What Do Mobile and Games Have in Common? Business Implications

I am about shoulders deep in the mobile space due to some cutting edge work we’re doing at work for some of our clients.  We’ve had some great success that has even landed our work on CNBC of all places.  Since 1998, we’ve been hearing “this is mobile’s breakout year.”  If I were to make a prediction, if the economy strengthens a bit, I’d say 2010 is going to be a big year for the mobile advertising industry.  Time and time again, I see mobile as part of our media plans and the subject of many of my after work cocktail conversations with both investors and corporate development types.

What I’m particularly excited about is the confluence of game theory and the mobile world.  To those who want a definition of game theory (taken off Wikipedia):

Game theory is a branch of applied mathematics that is used in the social sciences (most notably economics), biology, engineering, political science, international relations, computer science, and philosophy. Game theory attempts to mathematically capture behavior in strategic situations, in which an individual’s success in making choices depends on the choices of others. While initially developed to analyze competitions in which one individual does better at another’s expense (zero sum games), it has been expanded to treat a wide class of interactions, which are classified according to several criteria. Today, “game theory is a sort of umbrella or ‘unified field’ theory for the rational side of social science, where ’social’ is interpreted broadly, to include human as well as non-human players (computers, animals, plants)” (Aumann 1987).
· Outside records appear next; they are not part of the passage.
PR #708, opened 2024-02-28
Add support for tracking individual properties' stack traces

akang31:
Surface builder handle `setPropertiesToTrack`, AccessMonitorUtil handle `setPropertiesToTrack`, and `getTrackedPropertyTraces` to allow for tracking stack traces of specific properties and also pulling of the data when necessary.

We allow updating this on the fly for better fast property support

### DIFF
--- a/archaius2-core/src/main/java/com/netflix/archaius/instrumentation/AccessMonitorUtil.java
+++ b/archaius2-core/src/main/java/com/netflix/archaius/instrumentation/AccessMonitorUtil.java
@@ -9,8 +9,10 @@ import java.util.ArrayList;
 import java.util.Arrays;
 import java.util.Collections;
 import java.util.HashMap;
+import java.util.HashSet;
 import java.util.List;
 import java.util.Map;
+import java.util.Set;
 import java.util.concurrent.ConcurrentHashMap;
 import java.util.concurrent.Executors;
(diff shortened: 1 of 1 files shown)


archaius2-core/src/main/java/com/netflix/archaius/instrumentation/AccessMonitorUtil.java
```diff
@@ -28,6 +30,10 @@ public class AccessMonitorUtil implements AutoCloseable {
 
     // Map from stack trace to how many times that stack trace appeared
     private final ConcurrentHashMap<String, Integer> stackTrace;
+    // Property keys that we will keep the stack traces for
+    private Set<String> propertiesToTrack;
```
rgallardo-netflix: If the intent is that this set be settable on the fly, make it `volatile`.

rgallardo-netflix (changes requested):

archaius2-core/src/main/java/com/netflix/archaius/instrumentation/AccessMonitorUtil.java
akang31: Changed to be volatile

rgallardo-netflix (approved):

When Dodgeball first emerged, it was well before it’s time.  However amazing the Dodgeball idea was, the adoption was limited by the device and consumer knowledge.  Later, my iPhone came and I installed Loopt, which is Apple’s half-assed attempt (so far, IMHO) to promote location based services and social networks which had similar DNA to Dodgeball.   Both of these apps had great vision, but never were realized (Dodgeball did have a loyal following pre-Google’s acquisition).

foursquaremayor

Last month, I was sitting with an investor and he asked me about FourSquare.  I didn’t know about it.  He told me to check out their website and within 24 hours, I was up and running and “playing.”  Naveen and Dennis (former founder of Dodgeball) are onto something.  What I love about FourSquare is adoption of Game Theory into this application.   The introduction of Game Theory creates a “sticky” nature which is competitive for players and keeps people coming back.  Whether you are trying to be competitive or not, it’s a great hook to this game.  Charlie O’Donnell wrote a great post summing up FourSquare.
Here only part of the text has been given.